Dew point temperature is given in degrees Celsius: °Ctd In the documentation, you will always find the dew point temperature measurement range, e.g., from -45 °Ctd to +30 °Ctd. Therefore, we must find out what dew point temperature we expect at the measurement point. We are most interested in the dew point temperature at the point where air enters the appliances after compression and drying.

Various Humidity Sensor Designs

We have various humidity sensor designs to choose from. Sensors can send measured values to a transmitter or operator panel. Some designs are intended for explosive environments (ATEX).

Images 2, 3, and 4 show sensors with displays. The operator can monitor the instantaneous value directly at the installation site. Image 5 shows a mobile sensor with a lithium-ion battery and integrated data logger for storing measured values. It connects to a computer via USB to transfer data. Mobile sensors are often used by maintenance staff to quickly check dew point temperatures at various points in the compressed air distribution system.

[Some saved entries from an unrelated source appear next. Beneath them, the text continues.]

PR #6065, opened 2022-09-12
gltfio: fix regression when textures are "shared"

prideout:
Some (poorly authored) glTF assets have several `image` elements that all refer to the same URL or buffer view. When this occurs, we create only 1 Filament Texture.

These assets regressed after #6051, which consolidated the texture-related fields in `FilamentAsset`, but did not include an ownership flag in the new `TextureInfo` struct.

### DIFF
--- a/libs/gltfio/src/FilamentAsset.cpp
+++ b/libs/gltfio/src/FilamentAsset.cpp
@@ -84,7 +84,9 @@ FFilamentAsset::~FFilamentAsset() {
         mEngine->destroy(ib);
     }
     for (auto tx : mTextures) {
-        mEngine->destroy(tx.texture);
+        if (UTILS_LIKELY(tx.isOwner)) {
+            mEngine->destroy(tx.texture);
+        }
     }
     for (auto tb : mMorphTargetBuffers) {
         mEngine->destroy(tb);
--- a/libs/gltfio/src/ResourceLoader.cpp
+++ b/libs/gltfio/src/ResourceLoader.cpp
@@ -63,6 +63,13 @@ using FilepathTextureCache = tsl::robin_map<std::string, Texture*>;
 using UriDataCache = tsl::robin_map<std::string, gltfio::ResourceLoader::BufferDescriptor>;
 using TextureProviderList = tsl::robin_map<std::string, TextureProvider*>;
 
+enum class CacheResult {
+    ERROR,
+    NOT_READY,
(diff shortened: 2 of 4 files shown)


libs/gltfio/src/FilamentAsset.cpp
```diff
@@ -84,7 +84,9 @@ FFilamentAsset::~FFilamentAsset() {
         mEngine->destroy(ib);
     }
     for (auto tx : mTextures) {
-        mEngine->destroy(tx.texture);
+        if (UTILS_LIKELY(tx.shared == false)) {
+            mEngine->destroy(tx.texture);
+        }
```
pixelflinger, line 89: how do we know that other ones don't have `shared` to `true`?

libs/gltfio/src/ResourceLoader.cpp
```diff
@@ -669,22 +674,30 @@ void ResourceLoader::Impl::cancelTextureDecoding() {
...
-            if (Texture* texture = getOrCreateTexture(asset, textureIndex, info.flags)) {
-                asset->applyTextureBinding(textureIndex, slot);
+
+    // Create new texture objects if they are not cached and kick off decoding jobs.
+    for (size_t textureIndex = 0, n = asset->mTextures.size(); textureIndex < n; ++textureIndex) {
+        FFilamentAsset::TextureInfo& info = asset->mTextures[textureIndex];
+        auto [texture, cacheResult] = getOrCreateTexture(asset, textureIndex, info.flags);
+        if (texture == nullptr) {
+            if (cacheResult == CacheResult::NOT_READY) {
+                mRemainingTextureDownloads++;
```
pixelflinger, line 685: that's single threaded correct?

prideout: Yes all reads and writes to `mRemainingTextureDownloads` occur on the same thread.

libs/gltfio/src/FilamentAsset.cpp
prideout: Because we know a priori that it's set up that way.  I had considered calling this field `isOwner` maybe that's a better name?

prideout: I changed this field to `isOwner`, I think it's more clear now.

pixelflinger (approved):

PR #6073, opened 2022-09-15
Vk getFeatureLevel() should use `maxPerStageDescriptorSamplers`

prideout:


filament/backend/src/vulkan/VulkanDriver.cpp
```diff
@@ -885,19 +885,18 @@ bool VulkanDriver::isWorkaroundNeeded(Workaround workaround) {
...
-            return FeatureLevel::FEATURE_LEVEL_3;
-        }
+    const auto& fl2 = FEATURE_LEVEL_CAPS[+FeatureLevel::FEATURE_LEVEL_2];
+    if (fl2.MAX_VERTEX_SAMPLER_COUNT > limits.maxPerStageDescriptorSamplers ||
+        fl2.MAX_FRAGMENT_SAMPLER_COUNT > limits.maxPerStageDescriptorSamplers) {
         return FeatureLevel::FEATURE_LEVEL_2;
     }
-    return FeatureLevel::FEATURE_LEVEL_1;
+
+    return FeatureLevel::FEATURE_LEVEL_3;
```
pixelflinger, line 899: I don't think the condition for fl3 is correct. It never checks against the fl3 values.

pixelflinger (changes requested):

filament/backend/src/vulkan/VulkanDriver.cpp
prideout: Doh!  Fixed.

pixelflinger (approved):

Installation of humidity and dew point sensors

To obtain correct results, pay attention to proper sensor installation. a) Installation of a sensor with a ball valve If the sensor is mounted using a ball valve, it can be easily handled without having to depressurize the compressed air distribution system.
b) Installation in a main pipe branch If the sensor is located in a branch from the main pipe, it is advantageous to use a bleed screw. Even a small gas flow in the branch ensures a faster sensor response to changes in the medium's dew point.
c) Sensor installation in a sampling chamber When measuring very low dew point temperatures, use a sampling chamber. Robust, small-sized probes that are easy to install in the sampling chamber are suitable for this. Humidity measurement using a sampling chamber »
Compressed air can also be fed into the measuring chamber via a tube: pay attention to selecting the correct tube material to prevent water vapor from evaporating from the outside of the tube. Suitable materials: TFE, stainless steel, copper.

Storing humidity sensors

Always store humidity and dew point sensors in a desiccant container. This protects them from moisture that could skew measurement results. When needed, simply remove the sensor from the container and it is immediately ready for measurement.